====== RECORD SET ======

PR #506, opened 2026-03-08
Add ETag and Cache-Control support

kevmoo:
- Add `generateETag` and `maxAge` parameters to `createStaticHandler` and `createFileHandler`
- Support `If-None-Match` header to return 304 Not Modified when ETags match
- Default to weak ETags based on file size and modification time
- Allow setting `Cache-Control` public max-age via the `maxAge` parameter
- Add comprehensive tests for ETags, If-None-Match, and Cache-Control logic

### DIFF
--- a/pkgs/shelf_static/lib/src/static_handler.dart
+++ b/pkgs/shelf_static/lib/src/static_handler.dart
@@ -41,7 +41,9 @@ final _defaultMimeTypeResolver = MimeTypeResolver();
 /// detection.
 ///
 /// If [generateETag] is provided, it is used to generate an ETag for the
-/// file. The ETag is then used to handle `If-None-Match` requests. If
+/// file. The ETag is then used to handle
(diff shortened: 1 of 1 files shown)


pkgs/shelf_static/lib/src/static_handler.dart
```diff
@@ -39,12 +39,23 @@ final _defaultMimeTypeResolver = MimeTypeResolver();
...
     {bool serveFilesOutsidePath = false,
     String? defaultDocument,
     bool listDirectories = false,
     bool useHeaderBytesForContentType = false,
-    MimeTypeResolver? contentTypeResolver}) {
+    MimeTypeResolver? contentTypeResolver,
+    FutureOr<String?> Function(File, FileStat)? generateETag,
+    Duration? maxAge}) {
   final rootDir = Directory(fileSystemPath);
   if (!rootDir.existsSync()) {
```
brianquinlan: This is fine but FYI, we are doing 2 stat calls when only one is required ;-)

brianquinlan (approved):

======
====== RECORD SET ======

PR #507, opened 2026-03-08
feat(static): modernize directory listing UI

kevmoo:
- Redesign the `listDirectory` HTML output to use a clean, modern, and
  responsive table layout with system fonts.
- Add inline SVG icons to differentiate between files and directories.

======
====== RECORD SET ======

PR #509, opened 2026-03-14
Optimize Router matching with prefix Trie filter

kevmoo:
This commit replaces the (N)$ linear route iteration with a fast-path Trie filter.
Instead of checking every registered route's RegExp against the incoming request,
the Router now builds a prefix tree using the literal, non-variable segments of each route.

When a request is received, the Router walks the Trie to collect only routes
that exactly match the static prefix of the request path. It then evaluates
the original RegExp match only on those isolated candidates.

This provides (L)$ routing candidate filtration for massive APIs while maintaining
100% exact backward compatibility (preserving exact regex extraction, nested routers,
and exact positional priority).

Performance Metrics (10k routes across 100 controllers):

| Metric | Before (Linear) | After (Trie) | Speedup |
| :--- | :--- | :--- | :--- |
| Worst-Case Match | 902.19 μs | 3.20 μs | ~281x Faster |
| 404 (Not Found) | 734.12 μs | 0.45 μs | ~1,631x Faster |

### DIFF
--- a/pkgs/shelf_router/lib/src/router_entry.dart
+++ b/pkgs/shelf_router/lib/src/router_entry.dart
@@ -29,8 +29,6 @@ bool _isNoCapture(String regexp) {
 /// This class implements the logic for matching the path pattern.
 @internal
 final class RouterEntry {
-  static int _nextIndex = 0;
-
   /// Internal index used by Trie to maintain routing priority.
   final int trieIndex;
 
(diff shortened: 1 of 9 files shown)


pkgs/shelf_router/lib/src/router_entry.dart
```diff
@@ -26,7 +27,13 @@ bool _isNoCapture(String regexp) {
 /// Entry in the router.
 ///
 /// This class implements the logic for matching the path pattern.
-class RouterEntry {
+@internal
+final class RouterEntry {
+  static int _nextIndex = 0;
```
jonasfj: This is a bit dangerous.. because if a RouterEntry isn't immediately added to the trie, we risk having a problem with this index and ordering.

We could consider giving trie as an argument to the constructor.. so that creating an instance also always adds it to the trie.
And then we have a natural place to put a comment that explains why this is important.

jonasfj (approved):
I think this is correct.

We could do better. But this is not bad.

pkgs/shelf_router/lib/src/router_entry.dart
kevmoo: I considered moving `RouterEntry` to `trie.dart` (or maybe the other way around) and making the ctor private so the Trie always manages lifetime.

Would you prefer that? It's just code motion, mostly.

======

#### WORK TASK:
Taking the entries above, print exactly the lines starting at the line with "PR #506, opened 2026-03-08" and ending at the line with "- Add comprehensive", both included.

#### OUTPUT OF THE TASK:
PR #506, opened 2026-03-08
Add ETag and Cache-Control support

kevmoo:
- Add `generateETag` and `maxAge` parameters to `createStaticHandler` and `createFileHandler`
- Support `If-None-Match` header to return 304 Not Modified when ETags match
- Default to weak ETags based on file size and modification time
- Allow setting `Cache-Control` public max-age via the `maxAge` parameter
- Add comprehensive tests for ETags, If-None-Match, and Cache-Control logic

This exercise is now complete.